Exercise objective:
Exactly the lines from the top of the records below through the one containing "Normalize deprecated user" must be set down, with no line added or dropped.

Data for review section start

PR #2177, opened 2026-09-15
[compiler](fix) preserve deprecated options for compatibility

KanuaK:
Keep legacy option names and defaults in NPUOptions so Inductor and JIT recognize them as compile options instead of kernel arguments.

Normalize deprecated user values on a copy while preserving alias routing and internal option round trips. Consume the legacy stream keyword at the Ascend boundary.

Deprecate enable_vf_fusion and stop forwarding its compiler flag. Add option parsing and JIT/Inductor regression coverage.


WuTYSFG (dismissed):

hongziqi (dismissed):

third_party/ascend/unittest/pytest_ut/test_compiler.py
```diff
@@ -121,3 +138,124 @@ def test_get_simt_stack_limit_config_overrides_default(monkeypatch, tmp_path):
...
+    raw = {"enable_mixed_cv": True, "enable_dynamic_cv_pipeline": False, "num_warps": 16}
+
+    options = backend.parse_options(raw)
+
+    assert options.enable_mixed_cv is True
+    assert options.enable_dynamic_cv_pipeline is False
+    assert options.num_warps == 16
+
+
+_IGNORED_OPTIONS = sorted(utils._DEPRECATED_NPU_OPTIONS - utils._DEPRECATED_NPU_OPTION_ROUTES.keys() -
```
heroisme6, line 163: Issue: In Python 3, `dict.keys()` returns a `dict_keys` view. While the operation `set - dict_keys` is valid, chaining subtraction operations (e.g., `a - b - c`) reduces readability; furthermore, it is prone to raising a `TypeError` if the collection is re-wrapped as a non-set type in a different module.

Recommendation: It is recommended to explicitly convert the view to a `set` and combine collections—using parentheses or a single-line expression—before performing the set difference:

_EXCLUDED_KEYS = (
    set(utils._DEPRECATED_NPU_OPTION_ROUTES)
    | set(utils._DEPRECATED_NPU_OPTION_ALIASES)
    | {"stream"}
)
_IGNORED_OPTIONS = sorted(set(utils._DEPRECATED_NPU_OPTIONS) - _EXCLUDED_KEYS)

third_party/ascend/unittest/pytest_ut/test_compiler.py
```diff
@@ -121,3 +138,124 @@ def test_get_simt_stack_limit_config_overrides_default(monkeypatch, tmp_path):
     result = compiler.get_simt_stack_limit()
     assert result == 9999
     assert result != 1152
+
+
+def test_empty_options_expose_all_legacy_names(backend):
+    options = backend.parse_options({})
+
+    assert utils._DEPRECATED_NPU_OPTIONS <= options.__dict__.keys()
+    assert options.__dict__["arch"] == options.arch == backend.target.arch
```
heroisme6, line 147: Issue: The code relies heavily on `options.__dict__` for iteration, value retrieval, and comparison. If `options` is subsequently modified to use `__slots__`, converted to a `dataclass(slots=True)`, or implemented using custom attribute proxies (Descriptors or Properties), `options.__dict__` will either fail to work or cease to reflect the complete set of attributes.
Recommendation: Prefer using `hasattr(options, key)` or a dedicated export method (such as `asdict()` or `to_dict()`) to check for the existence of fields. For value retrieval, prioritize direct attribute access (e.g., `options.arch`) to minimize reliance on direct manipulation of `__dict__`.

hongziqi (approved):

insanecoder-zzj (approved):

Data for review section end

Answer box:
PR #2177, opened 2026-09-15
[compiler](fix) preserve deprecated options for compatibility

KanuaK:
Keep legacy option names and defaults in NPUOptions so Inductor and JIT recognize them as compile options instead of kernel arguments.

Normalize deprecated user values on a copy while preserving alias routing and internal option round trips. Consume the legacy stream keyword at the Ascend boundary.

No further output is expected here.